Potrebbe andare peggio? Paradossalmente sì. Lo scrive l’Oim riconoscendo la validità del lavoro delle forze navali che ogni giorno salvano vite in mezzo al mare. “Il numero dei decessi è diminuito in maniera significativa negli ultimi mesi e ciò è dovuto in gran parte al potenziamento dell’operazione Triton: il Mediterraneo è ora perlustrato da un maggior numero di imbarcazioni che si possono spingere fino a dove partono le richieste di soccorso”. Sono altre cifre, più consolanti. In questi primi sette mesi dell’anno sono quasi 188 mila i migranti salvati nel Mediterraneo. I principali paesi di origine degli stranieri arrivati in Italia quest’anno sono l’Eritrea, la Nigeria, la Somalia, la Siria, il Gambia e il Sudan. Sono dati sicuramente significativi e non trascurabili che comunque, sottolinea l’Oim, nulla hanno a che fare con la cosiddetta “emergenza” o “invasione” visto che i cittadini europei sono più di 500 milioni (il Libano, che conta una popolazione di 4 milioni di abitanti, ospita 1 milione e mezzo di profughi siriani).

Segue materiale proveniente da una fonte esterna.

PR #5755, opened 2025-01-16
Remove ojs-prod1.princeton.edu from the load balancer

christinach:
The VM doesn't exist anymore and this caused 'nginx -t' to fail


sandbergja (approved):
Thanks, @christinach @sandbergja ! 🐬 🍄

PR #5756, opened 2025-01-16
Fix syntax errors in fail2ban configuration

christinach:


sandbergja (approved):
Thanks, @christinach ! 🐬 🍄

Issue #6126, opened 2025-05-06
Update Datadog usage


acozine:
### What maintenance needs to be done?
We want to make sure our usage of Datadog is giving us value. We can fine-tune what logs we send and which hosts we track in Datadog.

### Level of urgency
- [ ] High
- [x] Moderate
- [ ] Low

### Why is this maintenance needed?
We have added a lot of stuff to our Datadog platform. Not all of it is useful. Some was useful for a period of time, but can be removed now.

## Acceptance Criteria

We're doing option 1 to start.

### Host Removal

-   [x] **Remove Staging and Low Impact Hosts**
    * byzantine-prod1/2
    * lae-prod1/2
    * lib-approvals-prod1/2
    * lib-static-prod1
    * lockers-and-study-spaces-prod1/2
    * [orcid-staging1/2](https://github.com/pulibrary/orcid_princeton/issues/460)
    * [pdc-describe-redis-staging1](https://github.com/pulibrary/pdc_describe/issues/2127)
    * [pdc-describe-staging1/2](https://github.com/pulibrary/pdc_describe/issues/2127)
    * [pdc-discovery-staging1/2](https://github.com/pulibrary/pdc_discovery/issues/800) *(Note: These also have APM, resulting in an additional $72/mo cost)*
    * slavery-prod1/2
    * static-prod1/2
    * [tigerdata-staging1/2](https://github.com/pulibrary/tigerdata-app/issues/1460) *(Note: These also have APM, resulting in an additional $72/mo cost)*

-   [x] **Remove Non-Application, CheckMK Monitored Infrastructure Hosts**
    * adc-prod1/2
    * lib-postgres-prod1/2
    * lib-solr-prod1/2/3 *(Note: We would lose the Solr health dashboard)*
    * lib-solr-prod7/8/9 *(Note: We would lose the Solr health dashboard)*
    * lib-zk-prod1/2/3
    * lib-zk4/5/6
    * libserv14.princeton.edu
    * mysql-db-prod1
    * [pdc-describe-redis-prod1](https://github.com/pulibrary/pdc_describe/issues/2127)

### Logging

-   [x] Filter Solr requests from ADC logs.
-   [x] Stop aggregating Solr logs.
-   [ ] Condense PDC Describe logging.
-   [ ] Stop logging all `WARN` messages.
-   [ ] Stop logging all `DEBUG` messages.

tpendragon:
## Background

[...]

PR #6133, opened 2025-05-06
[Datadog] Disable load balancer logs for Solr.

tpendragon:
Work towards #6126


kayiwa (approved):
OK! Thanks @tpendragon

PR #6145, opened 2025-05-09
[common] add dua cli

### LINKED ISSUE #6144: Feature Request: Interactive Mode for Iterative Disk Cleanup
**User Story**

As a user with a nearly full hard drive, I want to use [dua-cli'](https://github.com/Byron/dua-cli)s interactive mode to quickly identify and remove large, unnecessary files and directories in an iterative process, so that I can efficiently free up disk space without resorting to slow and cumbersome manual commands like du -hS * or find ... | xargs du.

**Problem Description**

When my hard drive is getting uncomfortably full, freeing up space is a priority. My current workflow often involves manually running `du -hS *` in various directories, identifying large culprits, and then using rm to delete them. This is a slow, repetitive, and often frustrating process, requiring me to constantly re-run commands and lose context as I navigate the file system. Tools like `find ... | xargs du` can help, but they still present a flat output that makes hierarchical exploration and targeted deletion difficult.

`dua-cli'`s interactive mode (`dua i`) is a significant improvement, providing a fast and visual way to explore disk usage and mark items for deletion. However, in a typical disk cleanup scenario, this is often an iterative process. I might delete some large files, and then want to re-evaluate the remaining space in certain directories to find the next biggest space hogs. Currently, while `dua i` allows deletion, the workflow for subsequent rounds of cleanup within the same session or easily picking up where I left off for a more in-depth dive into a specific large directory could be smoother.

**Proposed Enhancement**

Enhance the interactive mode of `dua-cli` to better support an iterative disk cleanup workflow. This could involve one or more of the following:

- Improved Re-scanning/Refreshing: Provide a more seamless way to re-scan the currently viewed directory or a selected subdirectory within the interactive session to reflect the space freed by deletions and update the size rankings. While a full restart is possible, a targeted refresh would maintain context and speed up the iterative process.
- Persistent Selection/Navigation: Allow users to "bookmark" or easily return to specific directories they were investigating, even after performing deletions or briefly navigating away.
- Filtering and Sorting Enhancements: While sorting by size is crucial, additional filtering options (e.g., hide files below a certain size, filter by modification date) could help narrow down targets for deletion in subsequent passes.
- Cumulative Space Freed Counter: Displaying the total amount of space freed during the current interactive session would provide positive reinforcement and help users track their progress.

**Benefits**

Implementing these enhancements would significantly improve the user experience for anyone using `dua-cli` to clean up a full hard drive. It would make the iterative process of identifying and removing unnecessary data much faster, more intuitive, and less prone to the manual overhead required with traditional command-line tools. This aligns well with `dua-cli`'s goal of being a fast and convenient disk usage analyzer.

kayiwa:
closes #6144
add the dua cli is an interactive way to look for large files on a system.

### DIFF
--- a/roles/common/defaults/main.yml
+++ b/roles/common/defaults/main.yml
@@ -1,8 +1,8 @@
 ---
 # defaults file for roles/common
-ansible_distribution_release: bionic
+ansible_distribution_release: jammy
+dua_install_tag: "v2.30.0"
 duf_version: "0.8.1"
-dust_version: "0.9.0"
 fd_find_version: "9.0.0"
 configured_dependencies: []
 common_shared_packages:
--- a/roles/common/tasks/main.yml
+++ b/roles/common/tasks/main.yml
@@ -72,12 +72,39 @@
     name: '{{ configured_dependencies }}'
     state: present
 
-- name: Common | install dust
+- name: Common | remove dust
   ansible.builtin.apt:
-    deb: "{{ dust_url }}/v{{ dust_version }}/du-dust_{{ dust_version }}-1_amd64.deb"
-  when:
-    - running_on_server
-    - ansible_os_family == "Debian"
+    name: dust
+    state: absent
+
+- name: Common | Ensure system installation directory exists (e.g., /usr/local/bin)
+  ansible.builtin.file:
+    path: "{{ system_install_dir }}"
+    state: directory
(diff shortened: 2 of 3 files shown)


kayiwa:
Can we tag this to a commit (if only for idempotency)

Secondo l’Oim, che si augura un rafforzamento delle operazioni di salvataggio, nei prossimi mesi i flussi migratori verso l’Italia sono destinati a crescere, “e la soglia dei 200 mila sarà raggiunta molto presto”. E molto presto – anche questa è una certezza – in assenza di un progetto di accoglienza proseguirà la conta dei morti. “La chiusura non è una risposta – ha detto monsignor Giancarlo Perego, direttore della fondazione Migrantes della Cei – perché la chiusura non farà altro che aumentare queste tragedie, come nell’Eurotunnel della Manica e come abbiamo visto ultimamente nel Mediterraneo.

Fortunatamente non è stato il caso degli ultimi due sbarchi. Ieri, a Messina, sul molo Marconi, una unità militare della Guardia costiera ha messo in salvo 305 migranti (tra cui 38 donne). Sempre ieri, nel porto di Vibo Valentia, è arrivata una nave della marina svedese con 427 migranti provenienti dall’Africa sub sahariana (336 uomini, 83 donne e 8 minori).